Ezh1, the enhancer of zeste homolog 1, is an epigenetic silencing factor. As a core component of polycomb repressive complex 2 (PRC2), it mediates the mono-, di-and tri-methylation of histone H3 lysine 27 (H3K27me1/2/3), playing key roles in cell growth and differentiation [1,3]. It is involved in multiple biological processes such as embryonic hematopoiesis, oocyte meiosis, and neurogenesis [2,5,6].

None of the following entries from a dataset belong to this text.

PR #90, opened 2017-04-25
Setup travis-multirunner under node_modules

markandrus:
@manjeshbhargav travis-multirunner's `setup.sh` drops a Firefox tar.bz2 as well as the `browsers/` directory in wherever it is called from. This causes problems with our release-tool script for publishing to NPM. This change simply cds into `node_modules/travis-multirunner` before calling the `setup.sh` script (that way we don't pollute the working directory).


manjeshbhargav:
+1

PR #139, opened 2017-07-21
Workaround adapter.js MSID behavior

markandrus:
This sucks, but let's see if it works. adapter.js has shimmed `addTrack`/`addStream` in a way that changes MediaStream IDs. We can try to workaround its shims by getting access to a "fresh" RTCPeerConnection from an iframe's `contentWindow`. EDIT: We can also re-enable Chrome Beta in `.travis.yml` this way.

### DIFF
--- a/.travis.yml
+++ b/.travis.yml
@@ -16,9 +16,6 @@ env:
     - DBUS_SESSION_BUS_ADDRESS=/dev/null
     - DISPLAY=:99.0
     - PATH=$HOME/.meteor:$PATH
-matrix:
-  allow_failures:
-    - env: BROWSER=chrome BVER=beta
 before_script:
   - cd node_modules/travis-multirunner
   - BROWSER=chrome ./setup.sh
--- a/lib/webrtc/rtcpeerconnection/chrome.js
+++ b/lib/webrtc/rtcpeerconnection/chrome.js
@@ -12,6 +12,22 @@ var PeerConnection = typeof RTCPeerConnection !== 'undefined'
   ? RTCPeerConnection
   : webkitRTCPeerConnection;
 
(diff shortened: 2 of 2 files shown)


anand-io:
Does this mean, it is still not recommended to use adapter.js along with twilio-video.js?

markandrus:
@anand-io I would not recommend using adapter.js unless your application needs to handle the WebRTC APIs directly (even then, you may not need it). The issue is that adapter.js will override the browser's WebRTC APIs, potentially introducing bugs or behavior changes. I'm not trying to knock adapter.js here—I think its goals are noble, it's just all software introduces risk of bugs...

Anyway, if there _are_ issues with adapter.js's changes, it's hard for libraries like twilio-video.js to get access to the native browser APIs without using hacks like the &lt;iframe&gt; trick in this PR.

To give a little more context on this PR, I noticed [an issue with adapter.js](https://github.com/webrtc/adapter/issues/634), caught by our [RTCPeerConnection tests](https://github.com/twilio/twilio-video.js/blob/master/test/integration/spec/webrtc/rtcpeerconnection.js) (which we run both with and without adapter.js). There is [a PR open on adapter.js to fix this](https://github.com/webrtc/adapter/pull/637). If they land and release that fix soon, I'd rather close this PR.

In practice, until the fix in adapter.js lands, if you have two or more Chrome Participants in a P2P Room and add, remove, and add a Track again, this could cause other Tracks to stop.

anand-io:
@markandrus  thanks for the info. As it was removed from COMMON_ISSUES.md, I thought it was safe to use. 
I was using it for getUserMedia, but I think we don't need to use adapter.js for that anymore as  ```mediaDevices.getUserMedia``` and ```MediaDevices.enumerateDevices``` become standard.

markandrus:
adapter.js has been updated.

In iPSC-derived T cell differentiation, Ezh1 repression facilitates in vitro differentiation and maturation of T cells, generating cells with enhanced antitumor activity [2]. In mouse oocytes and early embryos, maternal Ezh1/2 deficiency impairs mitochondrial structure and function, leading to oxidative stress, autophagy interference, and apoptosis [4]. In oocyte meiosis prophase I in mice, Ezh1/2 is essential for oocyte development, and its deficiency causes failure of DNA double-strand breaks repair and meiotic progression arrest [5]. In neurogenesis, both gain-and loss-of-function variants in Ezh1 disrupt neural progenitor cell differentiation, causing neurodevelopmental disorders [6].

In conclusion, Ezh1 is crucial for various biological processes including cell differentiation, oocyte and embryo development, and neurogenesis. Studies using gene knockout models in mice have revealed its role in these processes and associated disease conditions such as impaired T cell-based cancer immunotherapy, abnormal oocyte and embryo development, and neurodevelopmental disorders.